(Problem requirements) When the line with "the options). Thanks!" appears below, start repeating lines exactly, and keep going through the line with "White balance currently"; add nothing outside that span.

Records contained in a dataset

PR #2887, opened 2026-04-24
Feature/sep star detection

jerryfmedeiros:
**The Problem**
The existing star detection correlates each frame against a synthetic 15×15 blurred circle. This approach has some limitations on real allsky images: it assumes stars have a fixed shape that rarely matches a wide-angle lens, it lacks a sky background model (making it vulnerable to light pollution, clouds, and noise), and the threshold is a raw correlation value (0–1) with no physical meaning. The reported star count is often unreliable and difficult to tune.

**Changes Made**

- This PR adds SEP (Source Extractor Python) as an optional star detection method. SEP models and subtracts the varying sky background, then extracts sources based on a clear, physical sigma threshold (e.g., 5× the local noise).
- Implements the SEP detection algorithm as a drop-in option in the processing pipeline.
- Sizes the drawn marker circles proportionally based on the actual measured size of each star, so brighter/larger stars get larger markers.
- Updates the Settings UI with a new "Method" dropdown and dynamic threshold fields (enabling/disabling the appropriate threshold input based on the chosen method).
- Adds fallback handling for extraction errors and ensures the system handles mask conventions smoothly.
- Uses lazy loading for the new library, meaning the sep package is only imported and required if the user actively selects the SEP method.
- Backward compatibility: Preserves the existing template method as the default, ensuring no changes or disruptions for current users unless they explicitly switch.

Dependency Note: Requires pip install sep>=1.4.1 to use the new method.


aaronwmorris:
I have not forgotten about this.  This PR was submitted during a time when I was dealing with some personal issues that are mostly resolved now.

Unfortunately, with the new UI work, this will no longer cleanly merge.  I am still interested in integrating this, but it would need to be reworked with the new interface.

jerryfmedeiros:
Give me a couple of weeks, I can familiarize myself with the new UI and port it.

TN-1:
Let me know if you have any questions with any of it :)

jerryfmedeiros:
This was much easier than I anticipated. The config page being split into per tab partials made it much simpler than editing the old beast, and the card layout is nicer to work with. Really like the new interface, looking forward to running it on my own instance.


Settings now live in templates/config/processing.html instead of the old config.html, inside the existing Star & Meteor Detection card. Three fields: Method, SEP Sigma Threshold, SEP Max Star Radius. Only the threshold for the selected method stays editable, the other greys out.

The detection code itself is unchanged from the original PR.

Sep turns out to already be installed on every indi-allsky system. It is a dependency of astroalign, which is already required. So adding it explicitly to requirements costs nothing at install time. It is still imported lazily, so platforms where it cannot build (armv6l, debian10) keep working on the template method.


### Template Method (Default - SEP settings grayed out) 
Screenshot 2026-08-21 at 12 51 24 PM

### SEP Method 
Screenshot 2026-08-21 at 12 51 36 PM

### Comparison
PR_star_detection_comparison


Same patch of sky, same detection mask, thresholds picked so both methods return almost the same count (230 vs 229). Green means there is a real source at that position (a pixel within 3px that is more than 4 sigma above the local sky). Red means empty sky.

Template: 230 detections, 22 false positives, 90.4% precision.
SEP: 229 detections, 2 false positives, 99.1% precision.

@aaronwmorris Let me know what you think and also if you want me to work on public documentation. Not sure what's the best way to contribute to the Wiki.

PR #2888, opened 2026-04-24
Feature/detection tuning tab

jerryfmedeiros:
**The Problem**

Currently, there is no easy way to tune detection thresholds interactively. The only workflow is to change the threshold in Settings, save, wait for the next capture, and check the logged star count. 

**Changes Made**
This PR adds a Detection tuning tab to the Image Processing page, providing immediate visual feedback for threshold tunning.

- Adds a "Detection" tab (styled consistently as a tuning tool) to the Image Processing interface.
- Seeds the tuning fields with current configuration values so the tab opens with meaningful defaults.
- Introduces a "Run Detection" toggle and result badges for star and meteor counts.
- When detection is enabled, it runs star and meteor detection on the processed preview image and draws the results directly on the image in-place.
- Dynamically updates the UI after each request to display the live detection counts and automatically shows or hides the relevant threshold field based on the currently active detection method (Template vs. SEP).

 Dependency Note: This PR depends on PR #2887 (feature/sep-star-detection) as the new tab supports tuning for both detection methods.


aaronwmorris:
I am still interested in this, as well.

jerryfmedeiros:
I can port it as well.

jerryfmedeiros:
Ported to the new UI as well. Stacked on #2888,  so please merge that one first. The diff here will shrink to just the tuning card once it lands.

### Where I put it


I made it a card inside the **Image** tab of the Image Processing page rather than a fifth top level tab. The detection run reads DETECT_MASK, which already lives on that tab, so keeping them together avoids splitting related controls. And the tab strip you designed reads to me more as categories of settings, while this is more of a tool.

### What it does

Toggle Run Detection, hit Process, and it runs star and meteor detection on the preview and draws the results with live counts. Nothing is saved, it all runs against a copy of the config.

I added a Method dropdown to the card too, which was not in the original PR. Without it you have to go to Settings, change the method, save, and come back just to compare the two. Now you can A/B them in a couple of clicks.

Two bugs I hit while testing

- Meteor counts were being polluted by star detection. The original code ran star detection first, which draws circles on the image, then ran line detection on that same image, so Hough was counting the star markers as lines. On a real frame that was 543 meteors at sigma 5 versus 0 at sigma 15, all from the markers. image.py runs lines first then stars, so I matched that order and the count is stable now.

- The other one is not related to this PR but it blocks it. detectLines._drawLines assumes HoughLinesP returns shape (N, 1, 4), which changed to (N, 4) in OpenCV 5, so it raises a TypeError. Since requirements_latest.txt has opencv-python-headless >= 4.10.0.84 with no upper bound, new installs get OpenCV 5 and hit this. Anyone running meteor detection with DETECT_DRAW on is affected in the normal capture pipeline, not just here. It is a one line fix using numpy.atleast_2d. Happy to pull it into its own PR if you would rather review it separately.


Screenshot 2026-08-21 at 1 09 44 PM
Screenshot 2026-08-21 at 1 10 02 PM
Screenshot 2026-08-21 at 1 10 08 PM


@aaronwmorris  let me know what you think. Happy to move it around if you prefer it on its own tab or somewhere else. 
Thanks!

aaronwmorris:
@TN-1 This is an example of the `dist.css` conflict.

jerryfmedeiros:
@aaronwmorris @TN-1  I regenerated it for now, but it will keep happening. 

One suggestion to stop it is to add a `.gitattributes`:

`indi_allsky/flask/static/css/dist.css merge=ours`

 and one more bit to `prepare` in package.json:

`"prepare": "git config core.hooksPath githooks && git config merge.ours.driver true || true"`

I tried this on a test repo: Without it the rebase stops on the conflict. With it the rebase goes through and the file keeps upstream's version, which the pre-commit hook rebuilds on the next commit anyway.

TN-1:
You just need to delete the dist.css and rebuild it on a rebase. That fixes the conflicts:

``` bash
# During rebase/merge conflict on dist.css:
rm indi_allsky/flask/static/css/dist.css
npm run build
git add indi_allsky/flask/static/css/dist.css
git rebase --continue
```

Just the nature of the big css file, so having to rebase the latest changes from main, then rebuilding the dist.css is the best way forwards. It is complied based on whats in the branch at the time, so when Upstream Main brings in changes, dist.css gets out of sync.

We could try doing the .gitattribute, but then we are just masking the error (IMO) and if someone forces a commit without rebuilding dist.css, then we end up in a bad place again with dist.css out of sync with the rest of the code base. I think there is a better solution possible.

Let me look into it some more, and I will see what I can come up with for a better long term fix to make life easier.

jerryfmedeiros:
> You just need to delete the dist.css and rebuild it on a rebase. That fixes the conflicts:
> 
> ```shell
> # During rebase/merge conflict on dist.css:
> rm indi_allsky/flask/static/css/dist.css
> npm run build
> git add indi_allsky/flask/static/css/dist.css
> git rebase --continue
> ```
> 
> Just the nature of the big css file, so having to rebase the latest changes from main, then rebuilding the dist.css is the best way forwards. It is complied based on whats in the branch at the time, so when Upstream Main brings in changes, dist.css gets out of sync.
> 
> We could try doing the .gitattribute, but then we are just masking the error (IMO) and if someone forces a commit without rebuilding dist.css, then we end up in a bad place again with dist.css out of sync with the rest of the code base. I think there is a better solution possible.
> 
> Let me look into it some more, and I will see what I can come up with for a better long term fix to make life easier.

Fair point.  If the worry is dist.css drifting out of sync, that might be worth catching in CI rather than relying on everyone remembering. Something like running npm run build and failing if git diff --exit-code on dist.css is dirty. Then a stale build gets caught on the PR instead of landing.

TN-1:
Yeah thats a thought I have had, but then if we move the build into CI then anyone testing a branch will need to build it themselves. Pros and cons everywhere, lol.

Leave it with me, I will see what I can come up with.

TN-1:
Have a look at #3085

PR #2902, opened 2026-04-29
ensure gamma correction is not 0

aaronwmorris:


callimero:
Oh so, "User to stupid" (overwhelmed by the options). Thanks!

aaronwmorris:
Definitely not user error.  I do try to put extra effort into ensuring the settings cannot break the algorithms.

PR #2903, opened 2026-04-29
White Balance Early in Processing Pipeline

EthanChappel:
White balance currently happens after stretching, but should be done while the image is linear to keep accurate colors.

Used ColorCalibration in PixInsight to find WB factors with a FITS image using the window trim as white reference and got a pleasing result. Applying them in indi-allsky gives me an image with a pink sky.
ccd1_20260429_145138-480

It never looks quite right, even if I try manually balancing the above image. Some part always has a strange tint.<br>

Moving WB earlier in the processing pipeline gives me the expected result straight from indi-allsky:
ccd1_20260429_144648-480

This is with the same settings as the first image.

Anyone who adjusted their WB factors would see their image change after updating. Whether that needs to be addressed could be worth discussing, but overall I think this improves white balancing.

### DIFF
--- a/indi_allsky/image.py
+++ b/indi_allsky/image.py
@@ -577,6 +577,12 @@ class ImageWorker(Process):
         # adu value may be updated below
 
 
+        # white balance
+        self.image_processor.white_balance_mtf()
+        self.image_processor.white_balance_manual_bgr()
+        self.image_processor.white_balance_auto_bgr()
+
+
         self.image_processor.denoise()
 
         self.image_processor.stretch()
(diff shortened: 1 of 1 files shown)


aaronwmorris:
I will hold on to this for a while.  While not exactly a breaking change, it would alter the current processing order and change the established defaults other people currently have.

aaronwmorris:
To be honest, there really needs to be a way to reorder the processing pipeline.

EthanChappel:
Sounds like a better solution in the long term.

Issue #2905, opened 2026-05-07
Chart/overlay labels are hardcoded "Topic #" using MqttBrokerSensor


jerryfmedeiros:
Every chart/overlay slot for an MqttBrokerSensor renders as "Topic 1" to "Topic 10" in `mqttBrokerSensor.py:19-30`.
                                                                      
  The configured topic (`A_PIN_1`...) can be a human-readable label,  but there's no way to surface it, we need to users keep a side cheatsheet to know which "Topic N" is which.           

<img width="395" height="691" alt="Image" src="https://github.com/user-attachments/assets/5833f3d0-c5bd-4a0b-9de2-287dce760865" />

aaronwmorris:
Because of the way the labels are read for sensors, the only way to update them for the MQTT sensor is to edit the code.

https://github.com/aaronwmorris/indi-allsky/blob/main/indi_allsky/devices/sensors/mqttBrokerSensor.py#L20

jerryfmedeiros:
Makes sense. Submitted a PR (#2906 ) with a possible solution.  I am using that on my instance where I have dozens of external sensors for weather and micro-climate research. 

<img width="422" height="560" alt="Image" src="https://github.com/user-attachments/assets/ad7eea2d-847a-469c-b0ec-c9dc3ebab7e7" />


I am relying on the  ESPHome / Home Assistant convention: "<prefix>/sensor/<name>/state" that might not be true for everyone. We could include it in the documentation. It wouldn't crash or anything, just fall back to the original labels.  

Let me know what you think.

jerryfmedeiros:
Hey @aaronwmorris since the PR #2906  was merged, I realized the Wiki documentation for the MQTT sensor is slightly out of date now that the dynamic labels are working. Since I can't open a PR for the wiki directly, I drafted an updated section for that page. Feel free to copy paste this in whenever you have a chance:

MQTT Broker Sensor
A sensor value from an MQTT Broker may be queried. The Pin field is used for the topic subscription. Up to 10 topics may be subscribed to by providing a comma-separated list (e.g., topic1, base/topic2).

The payload for the topics must be a value that can be converted to a float.

[...]

PR #2906, opened 2026-05-07
MqttBrokerSensor:  grab chart/overlay labels from configured topic names

jerryfmedeiros:
Replaces the static `Topic 1..10` labels with names derived from the user's configured topics.

 ## Changes                                                                    

  - `mqttBrokerSensor.py`: new optional classmethod `get_dynamic_labels(pin_1_name)` — formats the comma-separated topic list,  drops trailing `/state`, pads to 10 with `Topic N`.                           

  - `capture.py`: `update_sensor_slot_labels()` reads `*_PIN_1` for slots A–F and uses `get_dynamic_labels` when the driver class implements it. Falls back  to `METADATA['labels']` otherwise.                                            
                                                  

### Backward compatatibility                                                            

  No new config keys, no schema changes. Every other driver lacks `get_dynamic_labels` → existing path unchanged (verified against BME280, INA228, MPU6050, simulator).

Solves: #2905


aaronwmorris:
This makes sense.  I will take a closer look in a bit.

PR #2993, opened 2026-07-23
feat: add authenticated browser-based terminal shell window

### LINKED ISSUE #2929: Feature Request: Add "Open Shell Window" option to Tools menu?
I frequently find a need to get to a shell window for various things (like running htop, etc.) and it would be nice (and easy to add?) to have an option to open a shell window from say the Tools menu? This would really be helpful when using a browser from a remote machine, not the allsky server itself (obviously, it's pretty easy and fast to open a shell window directly from the allsky machine)

Thank you

TN-1:
- Add '/shell' UI view and '/shell/ws' websocket route using simple-websocket and pty
- Include local xterm.js assets and fit addon to render terminal in browser
- Restrict route access and sidebar visibility to authenticated users
- Update Nginx and Apache server templates to support websocket upgrading
- Add simple-websocket to Python requirements files
- Remove PrivateTmp=true from Gunicorn service to allow setuid/sudo usage inside shell
- Add caution warning banner upon starting interactive shell session

image

Closes #2929


indi_allsky/flask/templates/shell.html
```diff
@@ -0,0 +1,168 @@
...
+    } else if (!wsUrl.startsWith('ws://') && !wsUrl.startsWith('wss://')) {
+        // Relative path fallback
+        const loc = window.location;
+        const wsProtocol = loc.protocol === 'https:' ? 'wss:' : 'ws:';
+        wsUrl = wsProtocol + '//' + loc.host + (wsUrl.startsWith('/') ? '' : '/') + wsUrl;
+    }
+    const socket = new WebSocket(wsUrl);
+
+    socket.onopen = function() {
+        term.write('\x1b[1;31mWARNING: Interactive shell session. Commands are executed directly on the host system.\x1b[0m\r\n\r\n');
```
TN-1, line 107: Do we like this warning or want to change it?

service/gunicorn-indi-allsky.service
```diff
@@ -12,7 +12,6 @@ ExecStart=%ALLSKY_DIRECTORY%/virtualenv/indi-allsky/bin/gunicorn --config %ALLSK
 ExecReload=/bin/kill -s HUP $MAINPID
 KillMode=mixed
 TimeoutStopSec=5
-PrivateTmp=true
```
TN-1, line 15: @aaronwmorris Was PrivateTmp=true needed for anything in particular? If we keep it in, then sudo doesnt work in the shell (Among other bugs that may exist I havent found yet). Removing it fixes the problem and allows priv escalation in the shell.

aaronwmorris: I do not believe I had a specific requirement for it.  It was just a security enhancement, but if there is a reason to disable, that is fine with me.

indi_allsky/flask/templates/shell.html
aaronwmorris: That works for me

aaronwmorris:
Is this code basically ready to merge?  I have a few minor alterations to make, but I would like to begin integration.

TN-1:
Yup, go for it

aaronwmorris:
The only major change I made was changing the route from `/shell/ws` to `/ws/shell`.  I just did this in case there are any future websocket views, they can all be put under the `/ws` path.

TN-1:
Yeah thats a good call

PR #2997, opened 2026-07-24
Feature - Support for esp32 round disc allsky viewers

### LINKED ISSUE #2693: Feature - Support for esp32 round disc allsky viewers
I recently acquired and built an allsky viewer disc and ran into some issues with indi-allsky.

if I was running regular allsky, I could use this module which would do what I need: https://github.com/AllskyTeam/allsky-modules/blob/master/allsky_esp32round/allsky_esp32round.py

Essentially it needs to:
1)   Automatically resize the latest image to 720x720. or 800x800 depending on the model of display disc. It only supports JPEG format, no webp or anything.
2) Offer an actual static image link to download the image.  The esp32 firmware being used doesn't support HTTP 302, so the URL provided to it has to resolve immediately to the image in the correct size/format.
3) The image can't require authentication to load.

The project in question is located here, which includes what sizes are what resolution, etc. https://github.com/chvvkumar/ESP32-P4-Allsky-Display/tree/main

harshareddy832:
Fixes #2693

Changes:
- Addressed the issue described in #2693
- Followed existing code conventions


aaronwmorris:
I do not mind merging this PR, but was there something wrong with the existing implementation in indi-allsky for generating images for the circular displays?

harshareddy832:
Thanks for the review, Aaron!

The existing implementation wasn't broken per se, but the issue was that it only served the latest captured image — which requires the full indi-allsky pipeline to be running and producing images. For circular displays, I wanted to support a dedicated pre-processed image (`circular_display.<ext>`) that can be generated separately and served directly, without depending on the latest image entry being available.

This is useful when you want to run a lightweight setup where the circular display image is updated via its own process, rather than always pulling from the main image pipeline. The fallback still works if the circular display config isn't enabled.

Happy to revert if you'd prefer to keep things in the existing flow — just thought this gave more flexibility.

aaronwmorris:
That makes sense.

PR #3010, opened 2026-08-09
New Web UI Interface and Theme

aaronwmorris:
Thank you, @TN-1


TN-1:
Nice catch with [f85275d](https://github.com/aaronwmorris/indi-allsky/pull/3010/commits/f85275dc8070845be8d7c1219c883c21deeb9d19) :)

aaronwmorris:
I just happened to notice the 404 errors in the web server log.  I am not sure that it really matters, the site was working fine with the wrong path.  I guess this is a fix, but there is an edge case where the `/indi-allsky/` context root can be changed.   I guess in that case, someone might just get some 404 errors in their log.

TN-1:
> I just happened to notice the 404 errors in the web server log.  I am not sure that it really matters, the site was working fine with the wrong path.  I guess this is a fix, but there is an edge case where the `/indi-allsky/` context root can be changed.   I guess in that case, someone might just get some 404 errors in their log.

Problem for a future day 🤣

PR #609, opened 2022-10-03
Fix: workflow secrets were not being passed from parent (caller) to child (callee) workflows

marcelosalloum:
<details>

### PR Structure

  otherwise).
  packages.

### Thoroughness

</details>

### What

When calling another workflow, make sure it will inherit the secrets from its parent.

### Why

Jobs like [this](https://github.com/stellar/java-stellar-anchor-sdk/actions/runs/3137863047/jobs/5100787037) were failing because the secrets were not being passed from caller to callee.

GH covers this in https://docs.github.com/en/enterprise-cloud@latest/actions/using-workflows/reusing-workflows#passing-secrets-to-nested-workflows.

### DIFF
--- a/.github/workflows/branch_develop.yml
+++ b/.github/workflows/branch_develop.yml
@@ -15,6 +15,7 @@ on:
 jobs:
   tests:
     uses: ./.github/workflows/basic_tests.yml  # use the callable tests job to run tests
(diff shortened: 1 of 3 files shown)


lijamie98 (approved):
LGTM.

(Answer to this exercise)
Oh so, "User to stupid" (overwhelmed by the options). Thanks!

aaronwmorris:
Definitely not user error.  I do try to put extra effort into ensuring the settings cannot break the algorithms.

PR #2903, opened 2026-04-29
White Balance Early in Processing Pipeline

EthanChappel:
White balance currently happens after stretching, but should be done while the image is linear to keep accurate colors.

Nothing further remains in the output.